Su objetivo era llevar a cabo un simulacro de una misión con rumbo a Marte.
 
El proyecto Mars500 (Marte500), que desarrolló un instituto en Moscú, tenía como propósito determinar cómo la mente y el cuerpo humanos enfrentarían un viaje espacial de larga duración.
 
Apenas salieron, Urbina y los demás voluntarios, oriundos de Francia, China y Rusia, fueron puestos en cuarentena para ser sometidos a exámenes médicos.
 
A continuación reproducimos la conversación de BBC Mundo con Diego Urbina.
 
¿Cómo te sentiste al salir? ¿Qué hicieron?
 
Tuvimos varios chequeos médicos. Fue una fiesta para los sentidos porque vimos nuevas personas, comimos platillos diferentes. El almuerzo estimuló mucho nuestro paladar.
 
Sentimos como si hubiésemos comido madera durante un año y medio porque los sabores que sentíamos eran muy diferentes.
 
Fue muy bonito ver el amanecer, la naturaleza, el primer copo de nieve, pasar tiempo con la familia, hablar sobre las cosas que no se podían decir por email.
 
Los pequeños detalles uno los aprecia mucho.

¿Qué fue lo más difícil de ese año y medio?
 
El aislamiento. El ser humano es por naturaleza un ser social. Las cinco personas son excelentes, pero a uno le hace falta la variedad, tener diferentes puntos de vista.
 
Trabajar aislados de todo el mundo fue difícil. Además porque la comunicación con la Tierra era complicada. Fue difícil no poder decir todo lo que uno quería por los canales que había. Hubo retrasos en las comunicaciones de varios minutos. Cuando estábamos más lejos de la Tierra, teníamos un retraso de 20 minutos. No se podía hablar en vivo. La comunicación con el exterior era bastante limitada.

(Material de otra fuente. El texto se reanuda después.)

PR #988, opened 2021-02-09
fix: Improve swagger path generation to actually check for file paths

marikaner:
This is a further improvement, because the old version actually fails in some cases (e. g. if swagger enhancement is enabled and there is a .xml, but no .json file, we currently return the original .xml filepath. Later on JSON.parse generation will fail).

### DIFF
--- a/packages/generator/src/input-path-provider.ts
+++ b/packages/generator/src/input-path-provider.ts
@@ -1,5 +1,5 @@
-import { lstatSync, PathLike, readdirSync } from 'fs';
-import { join, extname } from 'path';
+import { lstatSync, PathLike, readdirSync, existsSync } from 'fs';
+import { join, extname, parse } from 'path';
 
 const validFileExtensions = ['.edmx', '.xml'];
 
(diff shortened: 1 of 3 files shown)


packages/generator/src/input-path-provider.ts
```diff
@@ -30,9 +30,12 @@ export function inputPaths(
   });
 }
 
-export function swaggerPathForEdmx(edmxPath: PathLike): PathLike {
-  const extension = new RegExp(`${extname(edmxPath.toString())}\$`);
-  return edmxPath.toString().replace(extension, '.json');
+export function swaggerPathForEdmx(edmxPath: PathLike): PathLike | undefined {
```
jjtang1985, line 33: So, this means, only use the json when it exists, which I checked;)

jjtang1985 (approved):
GOGOGO

packages/generator/src/input-path-provider.ts
marikaner: Correct! + we also check for .JSON ;)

¿Cómo se lograban comunicar con el exterior?
 
Cuando estábamos cerca de la Tierra, teníamos un teléfono a través del cual nos comunicábamos con el centro de control de la misión.
 
A medida de que nos íbamos alejando en el vuelo virtual, ya no se podían tener comunicaciones en vivo. Teníamos que mandar mensajes de video o mensajes de texto, a través del computador.
 
También mandábamos correos electrónicos y fotos para nuestras familias y, de la misma manera, ellos nos respondían.
 
En el caso de Twitter, yo escribía los tweets y el centro de control de la misión los ponía en internet. También recibía los tweets de la gente. Ese intercambio no era en vivo, cada paquete de tweets se demoraba dos días en llegar.

¿Lo volverías a hacer?
 
Si preguntas que si lo haría ahora, seguramente te digo que no. Después tendría que pensarlo. Probablemente no (volvería a participar en) un estudio de aislamiento, pero si tengo la oportunidad de ir al espacio o a Marte, seguro que te digo que sí.

¿Qué fue lo que más extrañaste?
 
La gente, tener los puntos de vista de otras personas. Las cosas que suceden a diario, las cosas aburridas que suceden en la Tierra. Cosas super simples que le añaden variedad a tu día.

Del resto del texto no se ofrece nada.